I took this in the fall of 2010 and forgot about it, just now found it on my PC...


----------



## Frequency (Feb 2, 2011)

I am just Mesmerized 

So much thanks

Regards


----------



## Flower Child (Feb 2, 2011)

Very very nice shot. The reflections are stunning and the sky is such a great tone. Your exposure is just spot on. Good job!


----------



## Conner41 (Feb 2, 2011)

I really like this shot, belongs on a post card.


----------



## oasis (Feb 2, 2011)

great shot !!! i can take a photo like this only in my dreams!


----------



## Edsport (Feb 3, 2011)

Thanks guys. I appreciate the comments...


----------



## Mersad (Feb 4, 2011)

Really great image. Love the soft autumn colors. I would only crop the branches out in the down right corner, and only keep the reflection part.


----------



## rickygck (Feb 8, 2011)

Beautiful landscape, looks so cool and peaceful. :thumbup:


----------



## marcocarmassi (Feb 8, 2011)

Did you really forget about that shot? I'm curious to see the ones you're aware of 
Very good shot indeed.


----------



## willg (Feb 15, 2011)

Great shot!

A couple questions:

1) What time of day? I like the filtered sunlight through the clouds.
2) What lens did you use? 

Thanks!

Will


----------



## RauschPhotography (Feb 15, 2011)

I would have personally upped the contrast and vibrance slightly, but this picture turned out very well. Also, the blue watermark is bothering me a bit.. Neutral colors are best.


----------



## PopCulture (Feb 15, 2011)

Conner41 said:


> I really like this shot, belongs on a post card.


 
Agree. This is lovely.


----------



## Andytill (Feb 16, 2011)

I love the reflections and the stillness of the water, it looks so peaceful. I agree that that would make a great postcard.


----------



## Edsport (Feb 16, 2011)

willg said:


> Great shot!
> 
> A couple questions:
> 
> ...


 You can download the photo and use this exif viewer to see what type of lens and shutter speed etc...  Jeffrey's Exif viewer

Thanks everyone...


----------



## NielsSw (Feb 16, 2011)

RauschPhotography said:


> Also, the blue watermark is bothering me a bit.. Neutral colors are best.

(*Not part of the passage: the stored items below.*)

PR #788, opened 2022-05-10
Add intialize/load methods to wallet-next storage.rs

### LINKED ISSUE #750: Add `wallet_next::Storage::initialize`
The `Storage` interface added in #613 only has individual read methods, not write methods. We don't want to have individual write methods, since we should only update the database state in two cases: 

1. when we initialize it with a new FVK;
2. when we scan a new block.

To do (1), in this issue, we should have an initialize method on `Storage`:
```
pub async fn initialize(storage_path: PathBuf, fvk: FullViewingKey, params: ChainParams) -> anyhow::Result<Self>
```
This would:

- [x] Check that the file at the given path does not exist;
- [x] Create a SQLite database there and run the migrations;
- [x] Initialize the database state with:
  - the FVK
  - the chain parameters;
  - an empty note commitment tree;
- [x] Remove the `Storage::migrate` (it's folded into `initialize`) method;
- [x] Change `Storage::new` to `Storage::load(storage_path: PathBuf)`, so that it's clear that it's loading an *existing* database state, and so that the caller doesn't have to manage opening the SQLite database / constructing a `Pool`.
  
(Not writing the sync height means it will continue to be reported as `None`, which is what we want, since we haven't synced the genesis state).

aubrika:
@zbuc - looks like we had a naming collision on branches for the same issue, which I realized only after I'd pushed my changes to remote, whoops. Doesn't look like there are any merge conflicts as it stands, but this should close #750. Let me know if you're still working on this branch, we can separate our changes or not as preferred.

### DIFF
--- a/wallet-next/src/storage.rs
+++ b/wallet-next/src/storage.rs
@@ -1,3 +1,6 @@
+use std::path::PathBuf;
+
+use anyhow::anyhow;
 use penumbra_chain::params::ChainParams;
 use penumbra_crypto::{
     merkle::{NoteCommitmentTree, Tree},
@@ -5,9 +8,11 @@ use penumbra_crypto::{
     FieldExt,
 };
 use penumbra_proto::{crypto::FullViewingKey, Message, Protobuf};
-use sqlx::{query, Pool, Sqlite};
+use sqlx::{migrate::MigrateDatabase, query, Pool, Sqlite};
 
 use crate::sync::ScanResult;
+
+const MAX_MERKLE_CHECKPOINTS_CLIENT: usize = 10;
 
 #[derive(Clone)]
 pub struct Storage {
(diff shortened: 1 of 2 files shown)


wallet-next/src/storage.rs
```diff
@@ -1,30 +1,84 @@
...
+        self: &Storage,
+        storage_path: PathBuf,
+        fvk: FullViewingKey,
+        params: ChainParams,
+    ) -> anyhow::Result<()> {
+        //   Check that the file at the given path does not exist;
+        if !storage_path.exists() {
+            // Create the SQLite database
+
+            let path_str = storage_path.as_os_str().to_str().unwrap();
```
aubrika, line 36: Is there a more succinct/less unwieldy method of converting `PathBuf` to `&str`?

hdevalence: No, the `PathBuf` type is unwieldy because it isn't required to be UTF-8 (because system file paths aren't). But if SQLite wants a `&str`, then we could avoid the whole thing by replacing `PathBuf` with `String`, and then `&storage_path` could just be passed to `create_database` directly.

wallet-next/src/storage.rs
```diff
@@ -1,30 +1,84 @@
...
+use sqlx::{migrate::MigrateDatabase, query, Pool, Sqlite};
 
 use crate::sync::ScanResult;
 
+const MAX_MERKLE_CHECKPOINTS_CLIENT: usize = 10;
+
 #[derive(Clone)]
 pub struct Storage {
-    pool: Pool<Sqlite>,
+    storage_path: PathBuf,
```
hdevalence, line 18: I think we probably want to keep the `Pool` on `Storage`, so we don't have to be constantly connecting to it.

wallet-next/src/storage.rs
```diff
@@ -1,30 +1,84 @@
...
     }
 
-    pub async fn migrate(self: &Storage) -> anyhow::Result<()> {
-        sqlx::migrate!().run(&self.pool).await.map_err(Into::into)
+    pub async fn initialize(
+        self: &Storage,
+        storage_path: PathBuf,
+        fvk: FullViewingKey,
+        params: ChainParams,
+    ) -> anyhow::Result<()> {
```
hdevalence, line 31: I think this method should be 
```suggestion
    pub async fn initialize(
        storage_path: PathBuf,
        fvk: FullViewingKey,
        params: ChainParams,
    ) -> anyhow::Result<Self> {
```
, so that the `initialize` method is also a constructor, and there are just two different constructors: one for already-existing data (`load`) and one that initializes (`initialize`).  Then there's no reason to move the `Pool` out of the `Storage` struct.

wallet-next/src/storage.rs
```diff
@@ -1,26 +1,78 @@
...
 
-    pub async fn migrate(self: &Storage) -> anyhow::Result<()> {
-        sqlx::migrate!().run(&self.pool).await.map_err(Into::into)
+    pub async fn initialize(
+        storage_path: String,
+        fvk: FullViewingKey,
+        params: ChainParams,
+    ) -> anyhow::Result<Self> {
+        //   Check that the file at the given path does not exist;
+        if !PathBuf::from(&storage_path).exists() {
```
hdevalence, line 35: The eventual error ends up fairly distant at the bottom of the function; I think it'd be cleaner and avoid rightward drift if the conditional were reversed, to do if (exists) { return Err; }, so the error can be local to the conditional and the rest of the happy path can be unindented

hdevalence (approved):

hdevalence:
Looks like the CI failure is #797

PR #791, opened 2022-05-10
stake: correct handling of validator updates

hdevalence:
Prior to this commit, setting validators with enabled: false did not trigger state updates.


hdevalence:
Rebased without the test run since the CI hung for some reason and won't be cancelled (??)

PR #793, opened 2022-05-10
Add sync_to_latest worker to wallet-next

### LINKED ISSUE #752: Implement `wallet_next::Worker::sync_to_latest`
The logic should be similar to the existing logic in `pcli`: construct a `CompactBlockRangeRequest`, then iterate over the returned blocks.  For each one, produce a `ScanResult`, then feed it to `record_block` from #751.

To do this, the worker task will need to own an in-memory NCT and an in-memory FVK, which it should load from the database on construction and save as struct members.

aubrika:
Closes #752

### DIFF
--- a/wallet-next/src/storage.rs
+++ b/wallet-next/src/storage.rs
@@ -5,10 +5,10 @@ use penumbra_chain::params::ChainParams;
 use penumbra_crypto::{
     merkle::{NoteCommitmentTree, Tree},
     note::Commitment,
-    FieldExt,
+    FieldExt, FullViewingKey,
 };
-use penumbra_proto::{crypto::FullViewingKey, Message, Protobuf};
-use sqlx::{migrate::MigrateDatabase, query, Pool, Sqlite};
+use penumbra_proto::Protobuf;
+use sqlx::{query, Pool, Sqlite};
 
 use crate::sync::ScanResult;
 
@@ -225,6 +225,13 @@ impl Storage {
 
         let nct_bytes = bincode::serialize(nct)?;
         sqlx::query!("UPDATE note_commitment_tree SET bytes = ?", nct_bytes)
+            .execute(&mut tx)
+            .await?;
+
+        // Record block height as latest synced height
+
+        let latest_sync_height = scan_result.height as i64;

me too, but the shot is great!


----------



## tyler_h (Feb 20, 2011)

RauschPhotography said:


> Also, the blue watermark is bothering me a bit.. Neutral colors are best.


 
So much this; I don't see why everyone has to ruin what are visually appealing shots with ugly watermarks.

If you must have one a smaller, cleaner font would probably work in your favour.


----------